## [AIM OF THE EXERCISE]
Look through the records below, and copy out every line that holds the string "TryGetConsensus".

——————

PR #1330, opened 2021-12-25
Gossip consensus abstractions

mhelleborg:
Adds the ability to register new consensus checks on demand.

This is useful when the cluster needs to agree on an event happening on all nodes, ex the topology is in consensus or all nodes are in a certain state.

Initial draft only implements full consensus since that is what is used internally.

### DIFF
--- a/src/Proto.Cluster/Gossip/Consensus.cs
+++ b/src/Proto.Cluster/Gossip/Consensus.cs
@@ -1,0 +1,78 @@
+﻿// -----------------------------------------------------------------------
+// <copyright file="ClusterConsensus.cs" company="Asynkron AB">
+//      Copyright (C) 2015-2021 Asynkron AB All rights reserved
+// </copyright>
+// -----------------------------------------------------------------------
+using System;
+using System.Threading;
+using System.Threading.Tasks;
+
+namespace Proto.Cluster.Gossip
+{
+    public interface IConsensusHandle<T> : IDisposable
+    {
+        Task<(bool consensus, T value)> TryGetConsensus(CancellationToken ct);
+        Task<(bool consensus, T value)> TryGetConsensus(TimeSpan maxWait, CancellationToken cancellationToken);
+
+        /// <summary>
+        /// Clear any current consensus to prevent stale reads
+        /// </summary>
+        public void TryResetConsensus();
+    }
+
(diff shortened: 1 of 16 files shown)


src/Proto.Cluster/Gossip/Consensus.cs
```diff
@@ -0,0 +1,78 @@
...
+                    return (true, t.Result);
+            }
+
+            return (false, default);
+        }
+        
+        public async Task<(bool consensus, T value)> TryGetConsensus(TimeSpan maxWait, CancellationToken cancellationToken)
+        {
+            var t = _consensus.Task;
+            await Task.WhenAny(t, Task.Delay(maxWait, cancellationToken)).ConfigureAwait(false);
```
rogeralsing: We should probably introduce some abstraction for these WhenAny + Delay.
Because if the first task `t` is already completed, there will be delay tasks spawned that doesn't get cancelled.
_potentially_ in some bussy section of a system which spams TryGetConsensus, this could lead to a lot of tasks floating around.

Not really caused by this PR as we have had this a bit of everywhere.

src/Proto.Cluster/Gossip/Gossiper.cs
```diff
@@ -97,9 +127,148 @@ private async Task GossipLoop()
...
+                            return default;
+                        }
+
+                        var valueTuples = memberStates.Select(mapToValue);
+                        // ReSharper disable PossibleMultipleEnumeration
+                        var result = valueTuples.Select(it => it.value).HasConsensus();
+
+                        if (context.System.Config.DeveloperSupervisionLogging)
+                        {
+                            Logger.LogDebug("{SystemId}, consensus {Consensus}: {Values}", context.System.Id, result.Item1, valueTuples
```
rogeralsing, line 192: Check if debug logging is enabled. otherwise the groupby linq will always run

src/Proto.Cluster/Gossip/Consensus.cs
mhelleborg: We do have `Proto.Utils.TaskExtensions.WithTimeout`, but it does not quite solve the same problem. It also throws TimeoutException which is not what we want here.

How would the ideal abstraction look for something like this? We want to fall back to a default value if maxwait expires. But we also want to be able to cancel the operation if it is no longer relevant..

——————

## [WORKED SOLUTION]
+        Task<(bool consensus, T value)> TryGetConsensus(CancellationToken ct);
+        Task<(bool consensus, T value)> TryGetConsensus(TimeSpan maxWait, CancellationToken cancellationToken);
+        public async Task<(bool consensus, T value)> TryGetConsensus(TimeSpan maxWait, CancellationToken cancellationToken)
_potentially_ in some bussy section of a system which spams TryGetConsensus, this could lead to a lot of tasks floating around.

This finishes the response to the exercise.